Once you find the line with "-464,17 +468,20 @@" in the data that follows, repeat it and every line after it exactly, through the line with "t_post = (time.perf_counter()".

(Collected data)
• • •
PR #1751, opened 2026-07-30
fix(ai): send Whisper `language` per request instead of at load

### LINKED ISSUE #1094: Whisper: `language` should be a per-request decode param, not in `loader_options`

Aryan-070:
## Summary

- faster-whisper models (`tiny`/`base`/`large-v3`) are multilingual; `language` is a `transcribe()`-time decode hint. The facade put it in `loader_options`, and `generate_model_id()` hashes those into identity — so transcribing in K languages loaded K identical copies of the same weights.
- `transcribe()`/`_transcribe_local()` never passed it per call, so the value only took effect at load. That omission is precisely what forced the per-language copies, so this PR adds the per-request plumbing rather than just deleting the key.
- `compute_type` stays a load param in both `loader_options` and `_DEFAULTS` — precision genuinely changes the loaded weights.

## Type

fix

## Testing

- [x] Tests added or updated
- [x] Tested locally
- [ ] `./builder test` passes

New `packages/ai/tests/ai/common/models/audio/test_whisper_identity.py` (9 cases): `compute_type` and `model_name` still split identity, differing languages send identical load payloads, `language` travels with the request, per-call override wins, and an `inference()` call that omits `language` still falls back to the loaded value.

50/50 pass across `packages/ai/tests/ai/common/models/` (including the existing `test_whisper.py`); `ruff check` and `ruff format` clean.

**Please treat CI as the real signal.** No built engine locally, so I ran the suite with `engLib`/`depends` stubbed rather than under `./builder ai:test`.

## Checklist

- [x] Breaking changes documented (if applicable) — none; `transcribe()` gains an optional keyword

## Notes for review

Third of three in the same bug class. #1095 (Surya) is [#1749](https://github.com/rocketride-org/rocketride-server/pull/1749), #1093 (GLiNER) is [#1750](https://github.com/rocketride-org/rocketride-server/pull/1750).

**This is the one that actually fires today.** `nodes/src/nodes/audio_transcribe/IGlobal.py:110` constructs `Whisper(...)` with a user-configured `language`, so two transcribe nodes on different languages currently load two copies of identical weights. (Surya's equivalent was latent — nothing in-tree passed it.)

**The riskiest change of the three**, since it adds behaviour rather than removing it. Two things worth checking:

1. **Server-side dispatch.** `_transcribe_remote()` now sends `'language'` with the request and `WhisperLoader.inference()` accepts it. I couldn't verify the `rrext_ms_inference` handler from this checkout — it isn't vendored here — so I followed the pattern already shipped by `GLiNERLoader.inference()` (threshold/flat_ner/multi_label) and `PoseEstimatorLoader.inference()` (threshold/max_persons), both of which send the same keys through `send_command`. If that assumption is wrong, remote transcription would silently fall back to the loaded language, so it's worth a maintainer's eye.
2. **Back-compat fallback.** `inference()` resolves `language or preprocessed[...] or bundle[...] or 'en'`, so any caller that doesn't pass it keeps the old behaviour. The only in-tree caller (`audio_transcribe`) doesn't pass it to `transcribe()`, so it picks up the instance default and continues to work unchanged.

`transcribe()` gained `language` as a keyword before `**kwargs`. The only caller passes everything by keyword, so nothing positional breaks.

## Linked Issue

Fixes #1094

## Summary by CodeRabbit

* **New Features**
  * Added per-call language selection for Whisper transcription across local and remote processing.
  * Explicit per-call language overrides instance or default settings.
* **Bug Fixes**
  * Improved model reuse by preventing language from creating duplicate model loads.
  * Preserved language detected during decoding when processing results.
* **Tests**
  * Added coverage for model identity, request handling, and language fallback and override behavior.

### DIFF
--- a/packages/ai/src/ai/common/models/audio/whisper.py
+++ b/packages/ai/src/ai/common/models/audio/whisper.py
@@ -51,8 +51,8 @@ class WhisperLoader(BaseLoader):
         See _DEFAULTS for default values applied before hashing.
 
         `language` is deliberately excluded: faster-whisper models are multilingual and
-        `language` is a transcribe()-time decode hint, so folding it in loaded one
-        identical copy of the weights per language. `compute_type` stays — precision
+        `language` is a transcribe()-time decode hint, so folding it into identity loads
+        an identical copy of the weights per language. `compute_type` stays — precision
         genuinely changes the loaded weights.
 
     Performance Note:
@@ -447,6 +447,7 @@ class WhisperLoader(BaseLoader):
         raw_output: List[Dict[str, Any]],
         batch_size: int,
         output_fields: List[str],
+        language: Optional[str] = None,
         **kwargs,
     ) -> List[Dict[str, Any]]:
         """
@@ -457,6 +458,9 @@ class WhisperLoader(BaseLoader):
             raw_output: Output from inference()
             batch_size: Expected batch size
             output_fields: Fields to extract (e.g., ['$text', '$segments'])
+            language: Language resolved for this request. Used only as a fallback for
+                results that don't already carry one; falls back to the loaded value
+                when not supplied, preserving the previous behaviour.
             **kwargs: Additional parameters (ignored)
 
         Returns:
@@ -464,17 +468,20 @@ class WhisperLoader(BaseLoader):
         """
         from ..extract import extract_outputs
 
-        # Get language from metadata
-        if hasattr(model, 'metadata'):
-            language = model.metadata.get('language', 'en')
-        elif isinstance(model, dict):
-            language = model.get('language', 'en')
-        else:
-            language = 'en'
+        # Fall back to the loaded language only when the caller didn't resolve one.
+        if language is None:
+            if hasattr(model, 'metadata'):
+                language = model.metadata.get('language', 'en')
+            elif isinstance(model, dict):
+                language = model.get('language', 'en')
+            else:
+                language = 'en'
 
         results = []
         for output in raw_output:
-            output_with_lang = {**output, 'language': language}
+            # Fallback first, so a language already on the output — the one the decoder
+            # actually detected — is preserved rather than overwritten.
+            output_with_lang = {'language': language, **output}
             extracted = extract_outputs(output_with_lang, output_fields)
             results.append(extracted)
 
@@ -682,7 +689,13 @@ class Whisper:
 
         # Postprocess phase — extract requested output fields
         t0 = time.perf_counter()
-        results = WhisperLoader.postprocess(self._model, raw_output, 1, self.output_fields)
+        results = WhisperLoader.postprocess(
+            self._model,
+            raw_output,
+            1,
+            self.output_fields,
+            language=language,
+        )
         t_post = (time.perf_counter() - t0) * 1000
 
         # Report all perf counters — same keys as model server response
--- a/packages/ai/src/ai/common/models/audio/whisper.py
+++ b/packages/ai/src/ai/common/models/audio/whisper.py
@@ -47,8 +47,13 @@ class WhisperLoader(BaseLoader):
     - MIT licensed - no restrictions
 
     Model Identity (for sharing):
-        model_name + language + compute_type
+        model_name + compute_type
         See _DEFAULTS for default values applied before hashing.
+
+        `language` is deliberately excluded: faster-whisper models are multilingual and
+        `language` is a transcribe()-time decode hint, so folding it in loaded one
+        identical copy of the weights per language. `compute_type` stays — precision
+        genuinely changes the loaded weights.
 
     Performance Note:
         - Typical throughput: ~8-15 req/s depending on model size and audio length
@@ -61,9 +66,9 @@ class WhisperLoader(BaseLoader):
     _model_locks: Dict[int, threading.Lock] = {}
     _locks_lock = threading.Lock()
 
-    # Defaults applied before hashing (ensures consistent model IDs)
+    # Defaults applied before hashing (ensures consistent model IDs).
+    # `language` is not here — it is a per-request decode hint, not a load param.
     _DEFAULTS = {
-        'language': 'en',
         'compute_type': 'float16',
     }
 
@@ -338,6 +343,7 @@ class WhisperLoader(BaseLoader):
         preprocessed: Dict[str, Any],
         metadata: Optional[Dict] = None,
         stream: Optional[Any] = None,
+        language: Optional[str] = None,
     ) -> List[Dict[str, Any]]:
         """
         Run Whisper transcription.
@@ -349,6 +355,9 @@ class WhisperLoader(BaseLoader):
             preprocessed: Output from preprocess()
             metadata: Optional metadata dict
             stream: Optional CUDA stream (not used)
+            language: Per-request decode language. Falls back to the value carried on
+                preprocessed/the bundle, so callers that do not pass it keep the
+                previous load-time behaviour.
 
         Returns:
             List of transcription results with segments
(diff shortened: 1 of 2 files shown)


packages/ai/src/ai/common/models/audio/whisper.py
```diff
@@ -685,16 +718,22 @@ def _transcribe_remote(
...
+        shares one server-side copy of the weights.
+        """
         result = self._client.send_command(
             'rrext_ms_inference',
             {
                 'data': audio,
                 'beam_size': beam_size,
                 'vad_filter': vad_filter,
                 'vad_parameters': vad_parameters,
+                'language': language,
```
dsapandora, line 736: I traced the handler you flagged as unverifiable — it lives in the saas repo under `extension/src/extension/model_server/`. The key doesn't survive the trip:

1. `on_rrext_ms_inference` → `_handle_inference(args, ...)` reads only `model_id`, `output_fields`, `data`/`inputs`, `input_format` from `args`.
2. The work is queued as a `PendingRequest`, which carries `items` and `output_fields` — there is no per-request parameter field at all.
3. `model_threads._process_batch` runs fixed signatures:

```python
preprocessed = self.preprocess_fn(gpu_wrapper, raw_inputs)
raw_output   = self.inference_fn(gpu_wrapper, preprocessed, stream)
results      = self.postprocess_fn(gpu_wrapper, raw_output, batch_size, output_fields)
```

`'language'` is dropped at step 1. And because this PR also removes it from `loader_options`, the proxy path now carries it neither at load nor at call: `inference()` falls through to `preprocessed.get('language', models.get('language', 'en'))` → **`'en'` for every request**. Local mode gains the fix; model-server deployments go from transcribing in the configured language to transcribing in English, with nothing in the logs to say so.

**This is not your bug.** The precedent is broken the same way: `GLiNERLoader.inference()` declares `threshold` / `flat_ner` / `multi_label` with defaults and `gliner.py:479-481` sends them, but with those fixed signatures they never arrive — remote GLiNER has always run at `0.5 / True / False` no matter what the caller asked for. `PoseEstimatorLoader` looks the same. (Also note that third positional lands on `metadata`, not `stream`, in every loader signature — harmless today since both are ignored, but the convention was never aligned.)

---

**Option A — keep this PR, make the proxy path safe (small, here).**

In `_init_proxy()`, keep sending `language` as a load option, and say why:

```python
loader_options = {
    'compute_type': self.compute_type,
    # Proxy only: the model server has no per-request parameter channel
    # (PendingRequest carries items + output_fields), so a language sent with
    # the request is dropped. Until that channel exists, identity-per-language
    # is the lesser evil versus silently decoding everything as English.
    'language': self.language,
}
```

The local path keeps the real fix, which is where the bug fires today — your own analysis of `audio_transcribe/IGlobal.py:110` is about local `Whisper(...)` construction. The comment is what stops the next reader from deleting the key again.

**Option B — fix the channel (in the saas repo, fixes GLiNER and Pose too).**

1. `PendingRequest`: add `params: Dict[str, Any] = field(default_factory=dict)`.
2. `_handle_inference`: pull the non-reserved keys out of `args` (or a dedicated `params` sub-dict — cleaner than guessing) and put them on the request.
3. `_process_batch`: forward them, and pass `stream` by keyword while you're there:

```python
raw_output = self.inference_fn(gpu_wrapper, preprocessed, stream=stream, **params)
results    = self.postprocess_fn(gpu_wrapper, raw_output, batch_size, output_fields, **params)
```

4. The part worth designing before coding: the batcher groups pending items per model, so two requests with different `params` must not end up in one batch. Either include the params in the batching key, or fall back to a batch of one when params are present. Whisper makes this concrete — one batch cannot decode two languages.

Option A unblocks this PR on its own; B is the real repair and is worth its own issue either way.

dsapandora (changes requested):
The identity fix is right and the local path is clean — thanks for building the per-request plumbing instead of just deleting the key. Blocking on the proxy path only: I chased down the `rrext_ms_inference` handler you couldn't see from this checkout, and the request-scoped parameter never reaches the loader. Evidence and two concrete ways to fix it are inline. Short version: the channel you're relying on doesn't exist yet, and it never did — the precedent you followed is silently ignored today too, so this is not your bug to have missed.

asclearuc (approved):
Thanks @Aryan-070 — approving, and no changes are needed from you.

@dsapandora — your blocking review was right, and the gap you traced is now closed. You offered two remedies: Option A (keep sending `language` at load, accepting identity-per-language as the lesser evil) or Option B, fixing the channel in the saas repo, which you called "the real repair" and noted would fix GLiNER and Pose too.

**Option B is implemented and merged: rocketride-ai/rocketride-saas#466.** Per-request parameters now travel from the request through `PendingRequest`/`PendingBatch` into all three loader stages. Two refinements on your sketch worth knowing about, since you wrote it:

- **Signature filtering.** `inference_fn(gpu_wrapper, preprocessed, stream=stream, **params)` raises `TypeError` the moment a parameter reaches a loader that does not declare it — no loader's `inference()` takes `**kwargs`, so Whisper's `vad_parameters` reaching GLiNER would fail the batch. Parameters are narrowed to each stage's signature, resolved once per worker.
- **Batching.** You flagged this as the part worth designing before coding. Batches are keyed on `(output_fields, params)` and flush on a mismatch — your first suggestion rather than the batch-of-one fallback — so throughput is only affected when callers genuinely differ. This also fixed a latent bug where `output_fields` was taken from `batch.items[0]` and applied to a batch that may hold items from several requests.

You also called out that the third positional lands on `metadata` rather than `stream` in every loader signature. Fixed — the call is now explicit keywords, so that class of mistake cannot recur.

**Verified end to end** with all three PRs applied on top of the saas fix: `model_server:test` gave 56 / 58 passed, including a live test that a per-request `language` reaches the decoder and is reported back. That test skips against a pre-#1751 facade and activates when this merges.

The three CodeRabbit items are addressed in `e931d9a` and I confirmed each survived the rebase: the identity docstring, the `postprocess` fix preserving the decoder's language (`{'language': language, **output}`), and the bundle-fallback test now exercising its real branch. `packages/ai/tests/.../audio/test_whisper_identity.py` → 13 passed locally; CI here runs no Python test job.

**One residual, out of scope for this PR:** `WhisperLoader.inference()` still hardcodes `beam_size`, `vad_filter` and `vad_parameters` rather than declaring them, so the signature filter has nothing to bind and those stay ignored in server mode even now — clients send them today. I will open a separate issue.

**Merge ordering:** the saas fix is merged, so this is unblocked. Once it lands, the saas submodule needs bumping to pick it up — and **deploy the model server before rolling out updated clients**, since an updated facade against an old server has no channel for `language` and falls back to English silently.

@dsapandora — your CHANGES_REQUESTED still stands on the PR and only you can dismiss it.

**Disclosure:** I rebased this branch onto `develop` at `29bcfce7`; I pushed no code changes here.

dsapandora (approved):

packages/ai/src/ai/common/models/audio/whisper.py
asclearuc: solved by it was solved by https://github.com/rocketride-ai/rocketride-saas/pull/466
• • •
| Answer for the task |
@@ -464,17 +468,20 @@ class WhisperLoader(BaseLoader):
         """
         from ..extract import extract_outputs
 
-        # Get language from metadata
-        if hasattr(model, 'metadata'):
-            language = model.metadata.get('language', 'en')
-        elif isinstance(model, dict):
-            language = model.get('language', 'en')
-        else:
-            language = 'en'
+        # Fall back to the loaded language only when the caller didn't resolve one.
+        if language is None:
+            if hasattr(model, 'metadata'):
+                language = model.metadata.get('language', 'en')
+            elif isinstance(model, dict):
+                language = model.get('language', 'en')
+            else:
+                language = 'en'
 
         results = []
         for output in raw_output:
-            output_with_lang = {**output, 'language': language}
+            # Fallback first, so a language already on the output — the one the decoder
+            # actually detected — is preserved rather than overwritten.
+            output_with_lang = {'language': language, **output}
             extracted = extract_outputs(output_with_lang, output_fields)
             results.append(extracted)
 
@@ -682,7 +689,13 @@ class Whisper:
 
         # Postprocess phase — extract requested output fields
         t0 = time.perf_counter()
-        results = WhisperLoader.postprocess(self._model, raw_output, 1, self.output_fields)
+        results = WhisperLoader.postprocess(
+            self._model,
+            raw_output,
+            1,
+            self.output_fields,
+            language=language,
+        )
         t_post = (time.perf_counter() - t0) * 1000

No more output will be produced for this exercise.